Caught in the Middle with Nowhere to Go: The Battle Between Inflation and Deflation


Big news: oil closed over $100 for the first time ever yesterday.

Gold rose too – $27, to $929. Platinum shot up $89 to $2153. And the commodity index, the CRB, hit a new record of 535.17.

Stocks, meanwhile, held steady. The Dow fell 4 points.

What is happening?

Let’s begin at the end. “Buy gold on dips…sell stocks on rallies.” This has been our Trade of the Decade…and our advice since 2000.

Yesterday, we proposed a modest hypothesis. Caught in the crossfire between the forces of inflation and the armies of deflation, stocks have been immobilized. They “should” go down…but they are getting mixed signals. Deflation forces them to keep their heads down. But inflation prevents them from retreating. They are stuck.

Many analysts look at the inaction in the stock market and think they see growth and prosperity ahead. “If a recession were really on the way, surely the stock market would see it,” they say. But stocks DO see it. It’s just that they see something else coming from the other direction – inflation. They’re caught in the middle – with nowhere to go.

Gold and oil see the same thing. On the one hand, deflation “should” drag them down too. On the other, inflation will surely boost them up. But they react differently than stocks. First, they are more global than the U.S. stock market. While the U.S. economy is slowing down, China, India and Latin America are still growing rapidly. Yes, they are bound to let up a bit as U.S. consumers stop buying so much, but they have their own buyers to take up…gradually…some of the slack.

And second, while the United States is the center of the deflationary economic slowdown, inflation is more of a worldwide phenomenon. Inflation rates in China, for example, are higher than they are in the United States. Prices of apartments in Buenos Aires…subway tickets in Paris…hamburgers in Singapore – everything is going up.

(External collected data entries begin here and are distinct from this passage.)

PR #184, opened 2020-10-20
Android clean up

AndraUdrescu:
Deleted everything we don't need from android. This files will be created again if we make an android build. Second branch  because I accidentally made changes on a very old branch. That branch needs to be deleted. It is clean-up-android


Drvanon:
This does not remove the .jks file. Also, please include the android folder in the .gitignore.

Drvanon:
Quick feedback on git commit naming conventions: we generally write commit messages in the imperative mood. For this last commit (bd45b90) I would suggest writing: "Remove .jsk file and add android files to .gitignore". You can leave it for now, but just as a heads up.

PR #547, opened 2016-06-08
Slider on take cash in chunks calculator

benbarnett:
Users can adjust the amount of their first chunk using a slider

### DIFF
--- a/app/views/calculators/take_cash_in_chunks/_estimate.html.erb
+++ b/app/views/calculators/take_cash_in_chunks/_estimate.html.erb
@@ -1,22 +1,38 @@
+<div id="js-estimate">
+  <p>
+    If you take <span class="t-calculator-chunk"><%= number_to_currency(estimate.chunk) %></span> from your
+    <span class="t-calculator-pot"><%= number_to_currency(estimate.pot) %></span> pot, you could get:
+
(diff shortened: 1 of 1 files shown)


app/views/calculators/take_cash_in_chunks/_estimate.html.erb
```diff
@@ -1,22 +1,44 @@
...
-  <strong class="calculator__estimate__number t-calculator-pot-remaining">
-    <%= number_to_currency(estimate.pot_remaining) %> in your pot
-  </strong>
+<p>
+  <label for="slider">or try a different cash chunk:</label>
+  <%
+  max = estimate.chunk.to_f * Calculators::ARBITRARY_MULTIPLIER
+  if max >= estimate.pot.to_f
+    max = estimate.pot.to_i - 1
+  end
```
dwhenry: feel this calculation does not belong in the view, either in the estimate class or maybe a helper, this would also allow the constant to sit next to the calculation.

benbarnett: This actually made me realise we don't need the calculation anyway – we can just have the upper limit of the slider to just below pot size.

...which I have just done.

PR #548, opened 2016-06-08
Refresh calculator results when slider text input is changed

benbarnett:
Previously users had to hit enter or click outside the text field after changing the value of the slider. This PR adds test coverage and ensures that the form is updated on key change.


benlovell:
Nice. 🚀

PR #550, opened 2016-06-09
Visually highlight numbers on change

benbarnett:
* Visually highlight numbers on the Take cash in chunks and Leave your pot untouched calculators
* Provide a fallback slider maximum when a zero monthly contribution is provided

### DIFF
--- a/app/helpers/calculators_helper.rb
+++ b/app/helpers/calculators_helper.rb
@@ -1,0 +1,10 @@
+module CalculatorsHelper
+  CONTRIBUTION_MULTIPLIER = 5
+  DEFAULT_CONTRIBUTION_UPPER_LIMIT = 500
+
+  def leave_pot_untouched_slider_max(contribution)
+    max = contribution * CONTRIBUTION_MULTIPLIER
+    max = DEFAULT_CONTRIBUTION_UPPER_LIMIT if max.zero?
+    max
+  end
+end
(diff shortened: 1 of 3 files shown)


app/helpers/calculators_helper.rb
```diff
@@ -0,0 +1,7 @@
+module CalculatorsHelper
+  def leave_pot_untouched_slider_max(contribution)
+    max = contribution * 5
```
benlovell: What does the `5` represent? Might help to slap it in a constant.

app/helpers/calculators_helper.rb
```diff
@@ -0,0 +1,7 @@
...
+    max = 500 if max.zero?
+    max
```
dwhenry: maybe write this as a ternary instead?

benbarnett: Personally feel this would result in a longer less readable line but open to opinions, @benlovell any thoughts?

benlovell: I was going to say the same, but agree with @benbarnett - I think this is clearer than a ternary.

app/helpers/calculators_helper.rb
benbarnett: Have moved both the numbers here to constants

benlovell:
🚢 🐑 :shipit:

PR #551, opened 2016-06-09
Cap income lasting to 120 on adjustable income calculator

benbarnett:
The reality is drawdown can last for many years, or even
infinitely. But as this calculator is to illustrate how this
option works, we limit this number to an age of 120. Previously,
we showed (for example) "your income could last until you're 161"
– which can seem confusing.


benlovell:
🐑 🚀

PR #555, opened 2016-06-10
Added "how receiving a cash lump sum can affect your benefits"

gordon-cousins-pw:


benbarnett:
Hi @gordon-cousins-pw these are pull requests into the live site, is this what you intended or did you mean to put these into the prototype?

PR #562, opened 2016-06-13
Next and previous buttons

dwhenry:
The next and previous links have been added to the bottom of the calculator pages.

The implementation would allow the buttons to be added to any guide page
as it uses the Taxonomy class to determine the current guide pages position in 
the navigation tree.

### DIFF
--- a/app/helpers/guides_helper.rb
+++ b/app/helpers/guides_helper.rb
@@ -2,4 +2,24 @@ module GuidesHelper
   def book_an_appointment_link?
     !@guide.related_to_appointments?
   end
+
+  def previous_guide
+    return @previous_guide if defined?(@previous_guide)
+
+    previous_sibling = current_node.previous_sibling
+    @previous_guide = previous_sibling && GuideDecorator.cached_for(GuideRepository.new.find(previous_sibling.name))
+  end
+
+  def next_guide
+    return @next_guide if defined?(@next_guide)
+
+    next_sibling = current_node.next_sibling
+    @next_guide = next_sibling && GuideDecorator.cached_for(GuideRepository.new.find(next_sibling.name))
+  end
+
+  private
+
+  def current_node
+    @current_node ||= Taxonomy.instance.tree.detect { |node| node.name == @guide.id }
+  end
 end
--- a/features/journey_navigation.feature
+++ b/features/journey_navigation.feature
@@ -1,0 +1,18 @@
+Feature: Journey navigation
+  As a visitor to the website considering the 6 options
+  I want to be able to easily move between pages
+  So that I can find the best option for me
+
+  Scenario Outline: Guide navigation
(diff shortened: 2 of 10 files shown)


features/next_and_previous_navigation.feature
```diff
@@ -0,0 +1,18 @@
+Feature: Next and previous navigation
+  As a visitor to the website considering the 6 options
+  I want to be able to easily move between pages
+  So that I can find the best option for me
+
+  Scenario Outline: Guide navigationb
```
benbarnett: Typo

benbarnett:
Thinking outloud: I wonder if `next-and-previous` is the best name for a tag... I think tags should say what sort of content it is, and then the site should decide how to render it. Whereas how it is now kind of has the content dictating it's layout.

I'm not sure of the solution though as it's likely other pages may want this too, and this approach makes that easy.

app/helpers/guides_helper.rb
```diff
@@ -2,4 +2,24 @@ module GuidesHelper
   def book_an_appointment_link?
     !@guide.related_to_appointments?
   end
+
+  def previous_guide
+    return @previous_guide if defined?(@previous_guide)
```
benlovell: Would this work as 

```ruby
@previous_guide ||= begin
 # ...
end
```

Same below with `next_guide`

content/adjustable_income.md
```diff
@@ -3,6 +3,7 @@ label: Get an adjustable income
 description: Your money is invested in a flexi-access drawdown fund to give you a regular income with the option to take cash when you need to.
 tags:
   - option
+  - next-and-previous
```
benlovell: Kinda feels to me like we're starting to misuse tags. Maybe this should be promoted to an actual front matter key like `paginates: true` or something similar?

app/helpers/guides_helper.rb
dwhenry: That would cause the code to be run twice for the nil option, while this approach avoids that duplication.

benlovell: I'm not sure I'm following, sorry. Can you explain what you mean by 'nil option'?

benlovell: Actually scratch what I just said. I see what you mean. Although I think the added clarity is worth the extra passes through these methods, personally. WDYT?

features/journey_navigation.feature
```diff
@@ -0,0 +1,18 @@
+Feature: Journey navigation
+  As a visitor to the website considering the 6 options
+  I want to be able to easily move between pages
+  So that I can find the best option for me
+
+  Scenario Outline: Guide navigationb
```
benbarnett: Guide navigation**b**

benbarnett:
🚀

PR #565, opened 2016-06-14
Configurable online booking locations

benlovell:
This acts as a dumb feature flag for now. When the
`online_booking_location_uids` are specified, the corresponding locations are
enabled for online bookings and the start button is displayed to the customer.

### DIFF
--- a/features/customer_booking_request.feature
+++ b/features/customer_booking_request.feature
@@ -7,3 +7,8 @@ Scenario: Customer browses an online booking enabled location
   Given a location enabled for online booking
   When I browse for the location
   Then I can book online
+
+Scenario: Customer browses a regular location
+  Given no locations are enabled for online booking
+  When I browse for the location
+  Then I cannot book online
--- a/features/customer_booking_request.feature
+++ b/features/customer_booking_request.feature
@@ -1,0 +1,9 @@
+Feature: Customer creates a Booking Request
+  As a customer
+  I want to request an appointment
+  So I can understand my pension options
+
+Scenario: Customer browses an online booking enabled location
+  Given a location enabled for online booking
+  When I browse for the location
+  Then I can book online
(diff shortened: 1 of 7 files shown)


dwhenry:
I assume you considered using the location register to store the online booking enabled flag instead of adding it as a separate concern here and chose again it?

benlovell:
@dwhenry I did. It was my intention to not modify the existing `/locations.json` end point and associated plumbing over here. Obviously an additive change to the API _should_ have little to no impact, but if we're making changes over there every time we need something bookings related, this could quickly get out of hand.

Our intention once the bookings stuff stabilises is to rework consumers of the existing `/locations.json` API to accommodate the newer API, although that would of course require some additional behaviour to support such. Anyway, all thoughts for the future.

features/customer_booking_request.feature
```diff
@@ -0,0 +1,14 @@
+Feature: Customer creates a Booking Request
+  As a customer
+  I want to request an appointment
+  So that I can meet for guidance
```
benbarnett: As these will be for phone appointments too, perhaps just `So I can find out more about my pension options` or something?

benbarnett:
🍬 as a 🌰

features/customer_booking_request.feature
benlovell: @benbarnett Changed to `So I can understand my pension options` which reads nicer too.

features/step_definitions/customer_booking_request_steps.rb
```diff
@@ -0,0 +1,31 @@
+Given(/^a location enabled for online booking$/) do
+  Locations.online_booking_location_uids = %w(ac7112c3-e3cf-45cd-a8ff-9ba827b8e7ef)
```
dwhenry: This alters the state of the system and could affect future tests. What are your thoughts on using the following instead
```
allow(Locations).to receive(:online_booking?).with('ac7112c3-e3cf-45cd-a8ff-9ba827b8e7ef').and_return(true)
```

benlovell: Good observation. I'm OK with being explicit about this for now. I'm providing the alternative in the `no locations are enabled for online booking` so we're at least covered in the places this will affect for now. If it becomes untenable in the future we'll address it then.

dwhenry:
🚢

PR #566, opened 2016-06-15
Remove sidebar navigation on location page

benbarnett:
We removed all the sidebar navigation a while back, but
this bit must have been missed. It was also pointing some pages
that no longer exist.


benlovell:
🔍 👍

PR #567, opened 2016-06-16
Online Booking Requests

benlovell:
Provides booking request functionality and interaction with both the booking locations API and the booking requests API.

Things to be aware of during review (and things that will be addressed in subsequent stories): 

1. No checks for error conditions or failures from the bookings API
2. APIs are called synchronously and reads are not cached

In development mode, stubbed API handlers are used to provide a success path through the bookings process. I'll likely change this in future to check for the presence of an environment variable and stub as necessary.

This is likely best reviewed on a commit-by-commit basis.

screen shot 2016-07-03 at 15 34 39


features/customer_booking_request.feature
```diff
@@ -12,3 +12,13 @@ Scenario: Customer browses a regular location
   Given no locations are enabled for online booking
   When I browse for the location
   Then I cannot book online
+
+@vcr
+Scenario: Customer makes an online Booking Request
+  Given a location enabled for online booking
```
benbarnett: a location `is` enabled?

benlovell: I think both ways read OK...

benbarnett: Not sure I feel that strongly! But equally I don't see how it makes sense as it is currently? 🤔

benlovell: Maybe it needs an Oxford comma. 😄

config/routes.rb
```diff
@@ -19,7 +19,12 @@
     get 'take-cash-in-chunks/estimate', to: 'calculators/take_cash_in_chunks#show'
     get 'take-whole-pot/estimate', to: 'calculators/take_whole_pot#show'
 
-    resources :locations, only: [:index, :show]
+    resources :locations, only: [:index, :show] do
+      member do
+        get '/booking_request/step_one',  to: 'booking_requests#step_one'
+        post '/booking_request/step_two', to: 'booking_requests#step_two'
```
benbarnett: Can we have the URLs with hyphens rather than underscores?

benbarnett: (to fit with the convention the rest of the site uses)

app/views/booking_requests/step_one.html.erb
```diff
@@ -0,0 +1,172 @@
+<div class="l-column-two-thirds">
+  <h1>Book an appointment at LOCATION NAME</h1>
```
benbarnett: Can this name be populated?

benlovell: Yeah, I just noticed that now. Whoops.

app/forms/booking_request_form.rb
```diff
@@ -6,6 +6,24 @@ class BookingRequestForm
...
+    step_one.validates :tertiary_slot, presence: true
+  end
+
+  with_options if: :step_two? do |step_two|
+    step_two.validates :first_name, presence: true
+    step_two.validates :last_name, presence: true
+    step_two.validates :email, presence: true, format: { with: /.+@.+\..+/ }
+    step_two.validates :telephone_number, presence: true
+    step_two.validates :memorable_word, presence: true
+    step_two.validates :appointment_type, inclusion: { in: %w(50-54 55-plus) }
```
benlovell: I'm going to change the flow so when this or the `dc_pot` validation is triggered we redirect to the eligibility screen, rather than presenting them as validation errors.

benlovell:
I've a bunch of content changes to make and I need to add the slots chosen from step 1 to be displayed in step 2, per the prototype and updated content.

app/forms/booking_request_form.rb
benbarnett: It looks like this has been done right?

config/locales/en.yml
```diff
@@ -18,12 +18,25 @@ en:
         strip_insignificant_zeros: true
 
   activemodel:
+    attributes:
+      booking_request_form:
+        primary_slot: Slot 1
+        secondary_slot: Slot 2
+        tertiary_slot: Slot 3
+        appointment_type: Age range
+        dc_pot: Direct contribution pot
```
benbarnett: This could be "defined contribution pot"

benbarnett: err *should* not *could*

app/forms/booking_request_form.rb
benlovell: Yep! 0ac168b

config/locales/en.yml
benlovell: Whoops. Will change now. Ta.

benbarnett:
👍 ^ ∞

PR #572, opened 2016-07-05
Use 2016/2017 basic rate income tax threshold

benbarnett:
Per the tax bands on https://www.gov.uk/government/publications/rates-and-allowances-income-tax/income-tax-rates-and-allowances-current-and-past

cc @amansinghb


benlovell:
Looks legit to me. Should we pass this around internally for review?

benbarnett:
Yeah I think @amansinghb was just checking this is definitely the right threshold as there seems to be some conflicting numbers

amansinghb:
After confirming with David Reid we should be using the following rates and thresholds for our calculators:

Personal Allowance - £11,000
Basic Rate - 20% - Up to 32,000
Higer Rate - 40% - £32,001 to £150,000
Additional Rate - 45% - Over £150,001

Would it be possible to make this change in a branch so we can test some figures on the calculator before pushing live?

@benbarnett @benlovell

benlovell:
I just amended @benbarnett's commit with the updated rates.

amansinghb:
Just tested it with David Reid from policy and the figures being calculated are correct. 👍

PR #575, opened 2016-07-12
Online booking customer details page tweaks

benbarnett:
* Allow validation summary to stretch to full width of container
* Persist radio button values on error state
* Rephrase `dc_pot` question as Yes, no, not sure. Yes and not sure are valid.

@benlovell that change to `dc_pot` might need some thinking on the [planner](https://github.com/guidance-guarantee-programme/planner/blob/master/spec/requests/create_a_booking_request_spec.rb#L74) side of things. Ideally we would store the exact answer the user provided, but I suppose we could coerce to `true` if easier?

### DIFF
--- a/spec/lib/booking_requests/api_mapper_spec.rb
+++ b/spec/lib/booking_requests/api_mapper_spec.rb
@@ -14,30 +14,46 @@ RSpec.describe BookingRequests::ApiMapper do
       appointment_type: '55-plus',
       accessibility_requirements: false,
       opt_in: false,
-      dc_pot: true
+      dc_pot: 'yes'
     )
   end
 
-  subject { described_class.map(booking_request) }
+  context 'mapping the booking_request form' do
+    subject { described_class.map(booking_request) }
 
-  it 'maps from the `BookingRequestForm` to requisite payload' do
-    expect(subject).to eq(
-      booking_request: {
-        location_id: location_id,
-        name: 'Lucius Needful',
-        email: 'lucius@example.com',
-        phone: '0208 244 3987',
-        memorable_word: 'meseeks',
-        age_range: '55-plus',
-        accessibility_requirements: false,
-        marketing_opt_in: false,
-        defined_contribution_pot: true,
-        slots: [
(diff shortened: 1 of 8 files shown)


benbarnett:
@benlovell after a quick discussion here, it seems fine to just coerce as `true` if the value is `yes` or `not-sure`. I'll take a look and see what I can do..!

benlovell:
It's a kinda weird setup but remember that in practice those fields would never be displayed in their error state, since if they're included in the errors (`dc_pot` and `appointment_type`) the customer is redirected to the ineligibility page.

benbarnett:
They are displayed if you provide an invalid email address though – say you've provided eligible answers for `dc_pot` and `appointment_type` but missed a couple of the other fields. That's what this change is catering for.

benlovell:
Cool. 👍

benbarnett:
In terms of the `yes` and `not-sure` == `true` coercion, do you think that should happen at this side? So we just post a boolean to the API?

benlovell:
Yeah, makes sense to do that work over here and pass as true / false. Although then we'd have no record whether they said they were unsure, if that matters then we'll need to change the API to accommodate. Is that something we need to care about?

benbarnett:
Yeah exactly, it sounds like that would be acceptable at this stage but let me find out for sure!

spec/lib/booking_requests/api_mapper_spec.rb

In the past, inflation has always had a national identity card. The inflation of the ’20s was concentrated in Germany, where hyperinflation wiped out the middle class and set the country on the road to ruin. Investors…like Jewish refugees 10 years later…had to move their savings to France or England to escape it. Likewise, in Argentina, the inflation of the ’80s was easily avoided – just put your money in a Miami bank.

Traditionally, the dollar was a haven for people wishing to protect themselves from inflation – even though the dollar itself was losing value rapidly . In 1935, a U.S. dollar had about the same purchasing power as a U.S. dollar from 1800. Then, it began a steep decline…erasing 95% of its value over the next 70 years. Still, people with money usually preferred to keep their money in dollars, rather than in…say…australs or zlotys. The dollar may have been losing value, but at least it was doing so in a gentle, “controlled” manner.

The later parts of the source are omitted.